Once you reach the line containing "s-christoff, line 17: Minor" in the data below, restate each line word for word up to and including the one containing "test to timeout eventually.".

Collected data entries:
%%

PR #439, opened 2021-02-01
Buffer applyCh to size MaxAppendEntries

alecjen:
This change implements the solution suggested in https://github.com/hashicorp/raft/pull/124 to enable batch processing off the raft applyCh

For context, our application uses this library, and we are currently bottlenecked by StoreLogs throughput. We believe we can boost this throughput by increasing batch size in StoreLogs, which fsync's on each call.

Appreciate all the help team 💯

### DIFF
--- a/config.go
+++ b/config.go
@@ -238,20 +238,20 @@ func ValidateConfig(config *Config) error {
 	}
 	if config.ProtocolVersion < protocolMin ||
 		config.ProtocolVersion > ProtocolVersionMax {
-		return fmt.Errorf("Protocol version %d must be >= %d and <= %d",
+		return fmt.Errorf("ProtocolVersion %d must be >= %d and <= %d",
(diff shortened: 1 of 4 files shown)


alecjen:
Actually, I'll just try to fix the race condition here by using a context and done channel, as suggested

api.go
```diff
@@ -498,7 +499,7 @@ func NewRaft(conf *Config, fsm FSM, logs LogStore, stable StableStore, snaps Sna
 	// Create Raft struct.
 	r := &Raft{
 		protocolVersion:       protocolVersion,
-		applyCh:               make(chan *logFuture),
+		applyCh:               make(chan *logFuture, conf.ApplyChSize),
```
corymonroe-coinbase, line 502: Should this now just be `conf.MaxAppendEntries` given that it will at most pull that many off the channel.

PR #442, opened 2021-02-26
Add String() to LogType enum for easier debugging.

icco:
Found this useful while debugging a server that was using this library.

PR #443, opened 2021-02-26
Add CircleCI tests for Go 1.15 and 1.16

icco:
Noticed while submitting https://github.com/hashicorp/raft/pull/442 that this repo is missing tests for the latest two versions of Go.


dnephin:
Thank you for the PR! It would be great to run the tests against the more recent versions of Go.

There were some test flakes, but I re-ran the tests a few times and it looks green now, so I think we can merge!

PR #444, opened 2021-02-26
Make snapshot timing and trailing logs hot-reloadable in raft

banks:
These parameters are reasonably easy to make reloadable in a running raft instance.

Other parameters like the timeouts may be too although some require more thought about whether they are safe to change at runtime, however I'm sticking with these three right now as they are the critical parameters needed to get out of an otherwise unrecoverable situation detailed in https://github.com/hashicorp/consul/issues/9609.

There are other possible mitigations and solutions to that problem including my previous WIP PR that prevents snapshotting during replication entirely, but this has fewer uncertainties about safety and is the simplest change that gives a manual intervention option where almost none exists today.

If others are happy with this change, we can merge it and then allow Consul (and others) to have a way to re-configure snapshotting and log pruning on a leader without restarting it and loosing leadership.

## Open Questions

The API/Config change was the main gross part here. I went with this as the least-bad of a few bad options but I'm open to input if others thing there is a preferable way.

I didn't want to accept a whole `Config` even though some fields are not reloadable because then you either have to explicitly copy only some fields, or require the user ensure the rest of the config is identical to the current config (which they might not know as they can't read it) otherwise Bad Things would happen.

I also didn't want to make a separate `SetX` method for every field we make reloadable as I could see why at least a handful of others might be good to be reloadable later.

I also didn't want the internal state to continue reading from a plane `conf Config` field but just have to remember not to read reloadable fields from there but somewhere else because that seems error prone. This way forces all readers to access the most recent config and hopefully helps them consider whether the thing they are reading is reloadable or not so they can make sure the logic takes that into account (i.e. use same value in multiple operations in case it changes between them).

### DIFF
--- a/api.go
+++ b/api.go
@@ -642,7 +642,9 @@ func (r *Raft) config() Config {
 	return r.conf.Load().(Config)
 }
 
-// ReloadConfig updates the configuration of a running raft node.
+// ReloadConfig updates the configuration of a running raft node. If the new
+// configuration is invalid an error is returned and no changes made to the
+// instance.
 func (r *Raft) ReloadConfig(rc *ReloadableConfig) error {
 	r.confReloadMu.Lock()
 	defer r.confReloadMu.Unlock()
--- a/api.go
+++ b/api.go
@@ -81,8 +81,15 @@ type Raft struct {
 	// be committed and applied to the FSM.
 	applyCh chan *logFuture
 
-	// Configuration provided at Raft initialization
-	conf Config
+	// conf stores the current configuration to use. This is the most recent one
+	// provided. All reads of config values should use the config() helper method
+	// to read this safely.
+	conf atomic.Value
+
+	// confReloadMu ensures that only one thread can reload config at once since
+	// we need to read-modify-write the atomic. It is NOT necessary to hold this
+	// for any other operation e.g. reading config using config().
+	confReloadMu sync.Mutex
 
 	// FSM is the client state machine to apply commands to
 	fsm FSM
@@ -385,9 +392,9 @@ func RecoverCluster(conf *Config, fsm FSM, logs LogStore, stable StableStore,
 	return nil
 }
 
-// GetConfiguration returns the configuration of the Raft cluster without
-// starting a Raft instance or connecting to the cluster
-// This function has identical behavior to Raft.GetConfiguration
+// GetConfiguration returns the persisted configuration of the Raft cluster
+// without starting a Raft instance or connecting to the cluster. This function
+// has identical behavior to Raft.GetConfiguration.
 func GetConfiguration(conf *Config, fsm FSM, logs LogStore, stable StableStore,
 	snaps SnapshotStore, trans Transport) (Configuration, error) {
 	conf.skipStartup = true
@@ -505,7 +512,6 @@ func NewRaft(conf *Config, fsm FSM, logs LogStore, stable StableStore, snaps Sna
 	r := &Raft{
 		protocolVersion:       protocolVersion,
 		applyCh:               applyCh,
-		conf:                  *conf,
 		fsm:                   fsm,
 		fsmMutateCh:           make(chan interface{}, 128),
 		fsmSnapshotCh:         make(chan *reqSnapshotFuture),
@@ -529,6 +535,8 @@ func NewRaft(conf *Config, fsm FSM, logs LogStore, stable StableStore, snaps Sna
 		observers:             make(map[uint64]*Observer),
 		leadershipTransferCh:  make(chan *leadershipTransferFuture, 1),
 	}
+
+	r.conf.Store(*conf)
 
 	// Initialize as a follower.
 	r.setState(Follower)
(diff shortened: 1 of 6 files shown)


banks:
We are still having some issues with tests in CI, but the suite passes locally for me and the new tests I added pass using `-race` too FWIW.

config.go
```diff
@@ -157,9 +157,10 @@ type Config struct {
 	// we can become a leader of a cluster containing only this node.
 	ShutdownOnRemove bool
 
-	// TrailingLogs controls how many logs we leave after a snapshot. This is
-	// used so that we can quickly replay logs on a follower instead of being
-	// forced to send an entire snapshot.
+	// TrailingLogs controls how many logs we leave after a snapshot. This is used
+	// so that we can quickly replay logs on a follower instead of being forced to
+	// send an entire snapshot. The value passed here is the initial setting used.
+	// This can be tuned during operation using
```
banks, line 163: TODO:

- [ ]  fix this comment and docs generally if we are happy with this API approach (duplicating fields)

api.go
```diff
@@ -624,6 +632,29 @@ func (r *Raft) restoreSnapshot() error {
 	return nil
 }
 
+func (r *Raft) config() Config {
+	return r.conf.Load().(Config)
+}
+
+// ReloadConfig updates the configuration of a running raft node.
```
banks, line 639:
```suggestion
// ReloadConfig updates the configuration of a running raft node. Only
// Config fields explicitly marked as reloadable will take effect.
```

banks, line 639:
```suggestion
// ReloadConfig updates the configuration of a running raft node. If the new config would be
// invalid it will return an error without changing the running node.
```

config.go
banks:
```suggestion
	// This can be tuned during operation using ReloadConfig.
```

briankassouf (approved):
One optional comment, but looks good otherwise!

config.go
```diff
@@ -218,6 +222,39 @@ type Config struct {
...
+// ReloadableConfig is the subset of Config that may be reconfigured during
+// runtime using raft.ReloadConfig. We choose to duplicate fields over embedding
+// or accepting a Config but only using specific fields to keep the API clear.
+// Reconfiguring some fields is potentially dangerous so we should only
+// selectively enable it for fields where that is allowed.
+type ReloadableConfig struct {
+	// TrailingLogs controls how many logs we leave after a snapshot. This is used
+	// so that we can quickly replay logs on a follower instead of being forced to
+	// send an entire snapshot. The value passed here is the initial setting used.
+	// This can be tuned during operation using
```
s-christoff, line 234: I feel like this isn't finished here, but I may be misunderstanding it!

snapshot.go
```diff
@@ -219,15 +219,19 @@ func (r *Raft) compactLogs(snapIdx uint64) error {
 
 	// Check if we have enough logs to truncate
 	lastLogIdx, _ := r.getLastLog()
-	if lastLogIdx <= r.conf.TrailingLogs {
+
+	// Ise a consistent value for trailingLogs for the duration of this method
```
s-christoff, line 223: *Use

config.go
```diff
@@ -164,19 +164,23 @@ type Config struct {
...
+	// here is the initial setting used. This can be tuned during operation using
+	// ReloadConfig.
 	SnapshotInterval time.Duration
 
 	// SnapshotThreshold controls how many outstanding logs there must be before
 	// we perform a snapshot. This is to prevent excessive snapshots when we can
-	// just replay a small set of logs.
+	// just replay a small set of logs. The value passed here is the initial
+	// setting used. This can be tuned during operation using ReloadConfig.
 	SnapshotThreshold uint64
```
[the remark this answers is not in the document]
s-christoff: Stated below, 
" We choose to duplicate fields over embedding or accepting a Config but only using specific fields to keep the API clear."
I'm not entirely sold on the idea of embedding the ReloadableConfig into the "regular" Config because the separation of "this changes, and this doesn't" is clear and "feels safer" (which is probably not a good reason, I admit)

s-christoff (approved):
Some minor nits

config.go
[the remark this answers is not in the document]
banks: I was on the fence there - I wasn't sure if it was technically binary compatible to embed which tipped the balance although in practice most reasonable usages would probably have been unaffected. I tend to agree with Sarah though - the separation ends up being kind of OK with me in the end for keeping things clearly delineated?

config.go
banks: Nope, good catch. I thought I'd fixed this but only in one of the places!

banks, line 234:
```suggestion
	// send an entire snapshot. The value passed here updates the setting at runtime
	// which will take effect as soon as the next snapshot completes and truncation
	// occurs.
```

snapshot.go
banks:
```suggestion
	// Use a consistent value for trailingLogs for the duration of this method
```

banks:
Thanks for the reviews folks! Waiting for CI to be green after typo fixes and I'll merge.

PR #450, opened 2021-03-26
testing: improving logging output for tests

dnephin:
A [flaky test failed in CI](https://app.circleci.com/pipelines/github/hashicorp/raft/298/workflows/de4daf27-568e-4725-89f4-7ec5d40f4085/jobs/5033) and I noticed the log output was difficult to
follow. I believe the reason is that `testLoggerAdapter` was double
printing the logs.

In CI tests are run using `gotestsum` which runs `go test -json`. The
`-json` flag implies `-v`, so in CI tests are always run in verbose
mode. `testLoggerAdapter` was checking `testing.Verbose` and priting
logs twice, once to stdout, and once to `t.Log`.

Instead of double printing, we can handle this logic in `newTestLogger`
helpers. If verbose mode is enabled we can use a regular logger to get
real-time output of the logs. In "quiet" mode we continue to use `t.Log`
as the output for logs so that logs are only printed on failure.

Also removed a couple duplicate helper functions. [Setting `Level` to
the default is a no-op](https://github.com/hashicorp/go-hclog/blob/master/intlogger.go#L105-L108), so many of these functions were actually doing
the same thing.

It is important to note that in general sending logs to t.Log can be a
problem because if a goroutine outlives the main test function it will
cause a panic. This does not appear to be a problem right now, so I have
not changed it.

### DIFF
--- a/testing.go
+++ b/testing.go
@@ -27,7 +27,7 @@ func inmemConfig(t *testing.T) *Config {
 	conf.ElectionTimeout = 50 * time.Millisecond
 	conf.LeaderLeaseTimeout = 50 * time.Millisecond
 	conf.CommitTimeout = 5 * time.Millisecond
-	conf.Logger = newTestLeveledLogger(t)
+	conf.Logger = newTestLogger(t)
 	return conf
 }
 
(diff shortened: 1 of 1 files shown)


s-christoff (approved):
🤙

PR #451, opened 2021-03-26
(WIP) Updating underlying bbolt

s-christoff:
Once [this](https://github.com/hashicorp/raft-boltdb/pull/22) is merged, and the repository tagged I will update this properly.

### DIFF
--- a/go.mod
+++ b/go.mod
@@ -7,7 +7,6 @@ require (
 	github.com/boltdb/bolt v1.3.1 // indirect
 	github.com/hashicorp/go-hclog v0.9.1
 	github.com/hashicorp/go-msgpack v0.5.5
-	github.com/hashicorp/raft-boltdb v0.0.0-20171010151810-6e5ba93211ea
+	github.com/hashicorp/raft-boltdb v0.0.0-20210326213752-22de16c8e211
 	github.com/stretchr/testify v1.3.0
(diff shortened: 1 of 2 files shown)


go.mod
```diff
@@ -7,7 +7,6 @@ require (
 	github.com/boltdb/bolt v1.3.1 // indirect
 	github.com/hashicorp/go-hclog v0.9.1
 	github.com/hashicorp/go-msgpack v0.5.5
-	github.com/hashicorp/raft-boltdb v0.0.0-20171010151810-6e5ba93211ea
+	github.com/hashicorp/raft-boltdb v0.0.0-20210326213752-22de16c8e211
```
notnoop, line 10: It looks like `hashicorp/raft-boltdb` and `boltdb/bolt` are only used for `fuzzy` tests. The dependency is a bit troublesome too, because it's a circular dependency (raft depends, raft-boltdb which in turns depends on raft!).

I'd suggest breaking out `fuzzy` as its own go module, and have it depend on raft and raft-boltdb.  Doing so avoids requiring raft consumers from depending on boltdb unnecessarily.

s-christoff: Thank you for this suggestion and I'll get that taken care of <3

s-christoff:
Resolved in #459

PR #454, opened 2021-04-08
Add a gauge to hold the last restore time that

banks:
This is updated on every restore including startup from disk as well as RPC (leader/user initiated restore).

It's a gauge to provide a constant reading of the last restore time which may have been days or weeks ago in a healthy server but is useful to be able to graph along side the trailing logs age to check if there is danger of restores taking longer than trailing logs can cover.

It differs from fsm.restore both because it is omitted at startup and because it is a gauge rather than a single point in time sample.

This is a follow up to #452 (and relates to https://github.com/hashicorp/consul/issues/9609) after realising the current restore metrics are not really suitable to easily monitor whether the last restore too dangerously long or not!

Having this gauge means operators only need to compare two gauge values over time to get a good indicator of if their cluster is in danger of becoming unrecoverable.

### DIFF
--- a/api.go
+++ b/api.go
@@ -605,9 +605,11 @@ func (r *Raft) restoreSnapshot() error {
 			}
 
 			if err := fsmRestoreAndMeasure(r.fsm, source); err != nil {
+				source.Close()
 				r.logger.Error("failed to restore snapshot", "id", snapshot.ID, "error", err)
 				continue
 			}
+			source.Close()
 
 			r.logger.Info("restored from snapshot", "id", snapshot.ID)
 		}
--- a/api.go
+++ b/api.go
@@ -323,7 +323,12 @@ func RecoverCluster(conf *Config, fsm FSM, logs LogStore, stable StableStore,
 			continue
 		}
 
-		start := time.Now()
+		// Note this is the one place we call fsm.Restore without the
+		// fsmRestoreAndMeasure wrapper since this function should only be called to
+		// reset state on disk and the FSM passed will not be used for a running
+		// server instance. If the same process will eventually become a Raft peer
+		// then it will call NewRaft and restore again from disk then which will
+		// report metrics.
 		err = fsm.Restore(source)
 		// Close the source after the restore has completed
 		source.Close()
@@ -331,9 +336,6 @@ func RecoverCluster(conf *Config, fsm FSM, logs LogStore, stable StableStore,
 			// Same here, skip and try the next one.
 			continue
 		}
-		// Update the gauge for the time it took to restore.
-		metrics.SetGauge([]string{"raft", "fsm", "lastRestoreTime"},
-			float32(time.Since(start).Milliseconds()))
 
 		snapshotIndex = snapshot.Index
 		snapshotTerm = snapshot.Term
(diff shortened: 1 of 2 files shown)


api.go
```diff
@@ -583,6 +587,11 @@ func NewRaft(conf *Config, fsm FSM, logs LogStore, stable StableStore, snaps Sna
 // of them can be restored. This is called at initialization time, and is
 // completely unsafe to call at any other time.
 func (r *Raft) restoreSnapshot() error {
+	// Measure time from here since latency on listing snapshots or having to try
+	// multiple snapshots all adds to the restore time that matters i.e. how long
+	// the server takes to restart.
+	start := time.Now()
```
dnephin, line 593: I see what you are saying here, but I wonder how that will work out in practice. It seems strange that the first time we report this gauge it is going to include a bunch of other time that won't be reported by the other two sites which report this metric.

I imagine there is plenty of other "startup" time that is not reflected in this metric as well. Time required for the process to start, read config, and get to this point.

I wonder if it would be better to report this metric the same as the others (only around the fsm.Restore), and document that this is a minimum time and that a sufficient buffer should be added.

Or, maybe use `raft.fsm.restore` in all 3 call sites to indicate the time just for restore, and only report the gauge from this one call site? If the looping over other snapshots is going to be a significant amount of time, then reporting the gauge from other places and not including that time is going to report a much lower number and could be very misleading.

api.go
```diff
@@ -323,13 +323,17 @@ func RecoverCluster(conf *Config, fsm FSM, logs LogStore, stable StableStore,
...
 		err = fsm.Restore(source)
 		// Close the source after the restore has completed
 		source.Close()
 		if err != nil {
 			// Same here, skip and try the next one.
 			continue
 		}
+		// Update the gauge for the time it took to restore.
+		metrics.SetGauge([]string{"raft", "fsm", "lastRestoreTime"},
+			float32(time.Since(start).Milliseconds()))
```
dnephin, line 336: A couple thoughts here.

1. The `Time` suffix in the name here could imply that this is a timer metric, since we use `Time` in other timers. Maybe `lastRestoreElapsed` or something else would help identify this as a gauge?
2. Generally metrics will only be reported from a single place. If we're going to report this metric in a few places I think it would be good to put it into a function and call that function from all the locations. The repetition isn't really a problem, but I do think that a function acts as a good hint to the reader that this metric breaks the common pattern of only being reported from a single place.

dnephin (commented):
Nice! Some thoughts/questions on specifics, but generally I think adding a metric like this is a really good idea.

api.go
banks: That's fair. I reasoned that since this is still within the single logical operation of `restoreSnapshot` method it made some sense. 

Honestly I'm not super sure why we loop here - if the most recent completed snapshot on disk isn't readable for some reason then it's almost certain that we either don't have an older one, or if we do that we don't still have enough logs to restore from it since we would have truncated our logs after taking the newer one.

But yeah since it's an edge case I'm not sure is even possible it's not a big deal to move it back inside the loop. That will allow using a function/emitting in one place anyway as you suggested.

api.go
banks: I went with `Duration` as a suffix and moved to a central func. Good call.

banks:
Thanks @dnephin I think this is a cleaner diff now!

dnephin (approved):
Nice, LGTM!

I was thinking of only moving the one metric to a function, but moving both metrics and the restore call works quite nicely as well.

PR #455, opened 2021-04-08
Document how FSM.Apply errors are retrieved from a Future

dnephin:
We noticed that the `ApplyFuture.Response()` return value was not being handled consistently in many places, which may lead to missed errors. This PR updates the docs to call attention to the problem.

### DIFF
--- a/future.go
+++ b/future.go
@@ -9,12 +9,13 @@ import (
 
 // Future is used to represent an action that may occur in the future.
 type Future interface {
-	// Error blocks until the future arrives and then
-	// returns the error status of the future.
-	// This may be called any number of times - all
-	// calls will return the same value.
-	// Note that it is not OK to call this method
-	// twice concurrently on the same Future instance.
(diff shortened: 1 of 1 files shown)


future.go
```diff
@@ -9,12 +9,14 @@ import (
...
-	// This may be called any number of times - all
-	// calls will return the same value.
-	// Note that it is not OK to call this method
-	// twice concurrently on the same Future instance.
+	// Error blocks until the future arrives and then returns the error status
+	// of the future. This may be called any number of times - all calls will
+	// return the same value.
+	// Note that it is not OK to call this method twice concurrently on the same
+	// Future instance.
+	// Note that Error() will only return generic errors related to raft, such
```
s-christoff, line 17: Minor itsy bitsy spider sized nit: You can just remove the Note (or both of them) and just keep that as part of the informational comment.

s-christoff (approved):
These seem like solid changes. Thanks for doing this :) 🤙

PR #458, opened 2021-04-12
Fix flaky TestRaft_LeadershipTransferLeaderRejectsClientRequests

dnephin:
This test is currently the test which flakes the most often.

The test would fail because of the select read-from-channel in the test. This
read-from-channel could race with the `leaderLoop` goroutine. If the
read-from-channel in the test won then the `leaderLoop` goroutine would
never receive the future, and the future would never respond, leaving the
test to timeout eventually.

The fix was to remove the select and read-from-channel from the test. This fix
caused the test to fail, because of the following call to `LeadershipTransferToServer`
would not being able to send to the channel immediately, resulting in an
ErrEnqueueTimeout instead of ErrLeadershipTransferInProgress.

To fix the secondary problem the test was changed to call
`LeadershipTransferToServer` after the channel is drained (by waiting on
all the futures).

Also added a `t.Logf` to the test, since that helped debug the problem I
thought it would be good to keep it around in case we encounter other
problems with this test.

### DIFF
--- a/raft.go
+++ b/raft.go
@@ -347,10 +347,7 @@ func (r *Raft) setLeadershipTransferInProgress(v bool) {
 
 func (r *Raft) getLeadershipTransferInProgress() bool {
 	v := atomic.LoadInt32(&r.leaderState.leadershipTransferInProgress)
-	if v == 1 {
-		return true
-	}
-	return false
+	return v == 1
 }
 
 func (r *Raft) setupLeaderState() {
--- a/raft_test.go
+++ b/raft_test.go
@@ -2059,17 +2059,17 @@ func TestRaft_LeadershipTransferLeaderRejectsClientRequests(t *testing.T) {
 		l.requestConfigChange(configurationChangeRequest{}, 100*time.Millisecond),
 	}
 	futures = append(futures, l.LeadershipTransfer())
-	select {
-	case <-l.leadershipTransferCh:
-	default:
-	}
-
-	futures = append(futures, l.LeadershipTransferToServer(ServerID(""), ServerAddress("")))
 
 	for i, f := range futures {
+		t.Logf("waiting on future %v", i)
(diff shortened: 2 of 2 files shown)


raft.go
```diff
@@ -347,10 +347,7 @@ func (r *Raft) setLeadershipTransferInProgress(v bool) {
 
 func (r *Raft) getLeadershipTransferInProgress() bool {
 	v := atomic.LoadInt32(&r.leaderState.leadershipTransferInProgress)
-	if v == 1 {
-		return true
-	}
-	return false
+	return v == 1
 }
```
dnephin, line 351: This is not related to the fix, just a small cleanup.

raft.go
```diff
@@ -347,10 +347,7 @@ func (r *Raft) setLeadershipTransferInProgress(v bool) {
 
 func (r *Raft) getLeadershipTransferInProgress() bool {
 	v := atomic.LoadInt32(&r.leaderState.leadershipTransferInProgress)
-	if v == 1 {
-		return true
-	}
-	return false
+	return v == 1
```
s-christoff, line 350: I did not know you could do this in Go - very cool :)

raft_test.go
```diff
@@ -2059,18 +2059,18 @@ func TestRaft_LeadershipTransferLeaderRejectsClientRequests(t *testing.T) {
 		l.requestConfigChange(configurationChangeRequest{}, 100*time.Millisecond),
 	}
 	futures = append(futures, l.LeadershipTransfer())
-	select {
-	case <-l.leadershipTransferCh:
-	default:
-	}
```
dnephin, line 2065: This was the core of the problem. This "read from channel" would race with the one in `leaderLoop`, and if this one won the race the test would block until the timeout.

s-christoff (approved):
🤙
This looks great.

PR #651, opened 2017-09-12
try to fix test flakes by using more precise searches

richm:
Use more precise searches to avoid test flakes caused by Elasticsearch
searches that return too many matches.
For project searches that look for a Kibana generated log message, use
a query with "match_phrase" to look for a message field containing
the phrase "GET /$uuid 404 " as opposed to just looking for $uuid in
the message field which can have multiple hits.
For operations searches, use a "term" query in order to exactly match
the $uuid_ops value.
@jcantrill @nhosoi ptal
[test]


richm:
[test]

richm:
[merge]

PR #659, opened 2017-09-13
update to viaq-data-model 0.0.11 and add script to grab latest data model

richm:
@jcantrill @jwozniak ptal
[test]


richm:
[merge]

PR #660, opened 2017-09-13
port es-copy to the new hack/lib tests

richm:
does not currently work with mux client mode, so skip in that case

(cherry picked from commit f35878ba83e547bc5d8e0badd00ab97ae527d642)
@nhosoi @jcantrill ptal
[test]


richm:
[merge]

PR #666, opened 2017-09-18
increase rsyslog rate limits for json-file; add debugging for json-file

richm:
When using json-file on 3.6, the number of messages exceeds the rsyslog
imjournal limit, so test messages are dropped.  This increases the
limits for rsyslog.
This also adds some debugging when using json-file.
@jcantrill @nhosoi ptal
[test]


richm:
[test]

richm:
[merge]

%%

RESPONSE TO THIS TASK.
s-christoff, line 17: Minor itsy bitsy spider sized nit: You can just remove the Note (or both of them) and just keep that as part of the informational comment.

s-christoff (approved):
These seem like solid changes. Thanks for doing this :) 🤙

PR #458, opened 2021-04-12
Fix flaky TestRaft_LeadershipTransferLeaderRejectsClientRequests

dnephin:
This test is currently the test which flakes the most often.

The test would fail because of the select read-from-channel in the test. This
read-from-channel could race with the `leaderLoop` goroutine. If the
read-from-channel in the test won then the `leaderLoop` goroutine would
never receive the future, and the future would never respond, leaving the
test to timeout eventually.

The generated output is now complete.